しかし、「おことば」を聞いた国民は、政府の想定よりもはるかに今上天皇に同情的であった。昭和史の研究で知られる保坂正康氏はこれを「平成の玉音放送」と呼んだが、実際、戦後日本(とりわけ平成以降)にとって受動的に“ただそこにある”ものだった象徴天皇という存在、あるいは天皇・皇室制度そのものの根幹を、当事者である今上天皇が直接国民に問いかけた、その意味は、安倍が考えているよりもはるかに重いものだったのだ。
焦った安倍政権は、露骨かつ強引な対抗手段に出た。宮内庁の風岡典之長官を更迭し、天皇側に強くプレッシャーを与えると同時に、安倍が設けた有識者会議には容易に政権の意向に従うメンツを揃えた。事実、座長代理の御厨貴・東大名誉教授は、昨年末の東京新聞のインタビューで「十月の有識者会議発足の前後で、政府から特別法でという方針は出ていた。政府の会議に呼ばれることは、基本的にはその方向で議論を進めるのだと、個人的には思っていた」と吐露している。そして、有識者会議のヒアリング対象者には、前述の八木秀次氏をはじめ、渡部昇一氏や平川祐弘氏、櫻井よしこ氏など、実に16人中7人も日本会議に関連する人々をねじ込んだ。生前退位や特別法の賛否を拮抗させ、天皇側についた国民世論を“中和”させるためだ。案の定、“反対派”陣営のヒアリング対象者たちは、次々と今上天皇に牙を向いた。
「ご自分で定義された天皇の役割、拡大された役割を絶対的条件にして、それを果たせないから退位したいというのは、ちょっとおかしいのではないか」(平川氏、ヒアリング後の囲み会見)

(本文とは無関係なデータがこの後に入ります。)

PR #2710, opened 2026-08-27
pin staticcheck version

ashnwade:
This PR addresses no issue

## This PR proposes...

- pinning the staticcheck version to match backend

## PR Tasks

## Reviewer Tasks

### DIFF
--- a/.github/workflows/run_local_build_checks.sh
+++ b/.github/workflows/run_local_build_checks.sh
@@ -8,7 +8,7 @@ go mod tidy
 go mod download
 go mod verify
 go install golang.org/x/vuln/cmd/govulncheck@latest
-go install honnef.co/go/tools/cmd/staticcheck@ff63afafc529279f454e02f1d060210bd4263951
+go install honnef.co/go/tools/cmd/staticcheck@2026.2.1
 
 echo "Running go vet"
 	go vet ./generators/ipgen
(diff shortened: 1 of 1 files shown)


rory-landau-gravwell (changes requested):
It looks like we recently updated the pin again to point to 2026.2.1: https://github.com/gravwell/backend/commit/0e33270059f49dd18acd1ed15e1370fbdd0ccaff

rory-landau-gravwell:
Wait, that is next-major, this is for next-minor. Do we want to have next-major and next-minor differ?

EDIT: if this is intentional, lmk and I'll approve

kris-watts-gravwell:
the release version 2026.2.1 appears to cover everything, is there a reason to pin against a specific commit?

ashnwade:
We discussed on Tuesday at the Dev Sync that we should pin the staticcheck version like we do many of our other dependencies to avoid situations like we had last week where we had false positives and were not able to merge any PRs. We pinned to this specific version on backend. This PR targets next-patch and you can see that the same version is already pinned in next-patch in the internal repo (check next-patch specifically).

ashnwade:
We updated major to 2026.2.1 because it adds support for go 1.27 (which is only on the next-major branch currently) and it resolves the false positive that previously gave problems that forced us to pin the commit seen here.

ashnwade:
I do think it is good for the two repos to match

ashnwade:
if we want to update to 2026.2.1 on next-patch, I can do that, but we need to make the same change on backend then

rory-landau-gravwell (approved):
LGTM.

So should I submit a PR for backend#next-patch?

ashnwade:
I already submitted one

「(天皇が)外へ出ようが出まいがそれは一向構わないことであるということを、あまりにも熱心に国民の前で姿を見せようとなさってらっしゃる天皇陛下の有難い御厚意を、そうまでなさらなくても天皇陛下としての任務を怠ることにはなりませんよと申し上げる方がいらっしゃるべきだった」
「安倍内閣が皇室会議などで意見をまとめられまして、天皇陛下に、『今、天皇陛下がおっしゃったことは有り難過ぎることなのですと、そこまでお考えにならなくても結構ですよ』と言われて、『ああそうか』と言ってもらえば全て済む話です」(渡部氏、ヒアリング議事録)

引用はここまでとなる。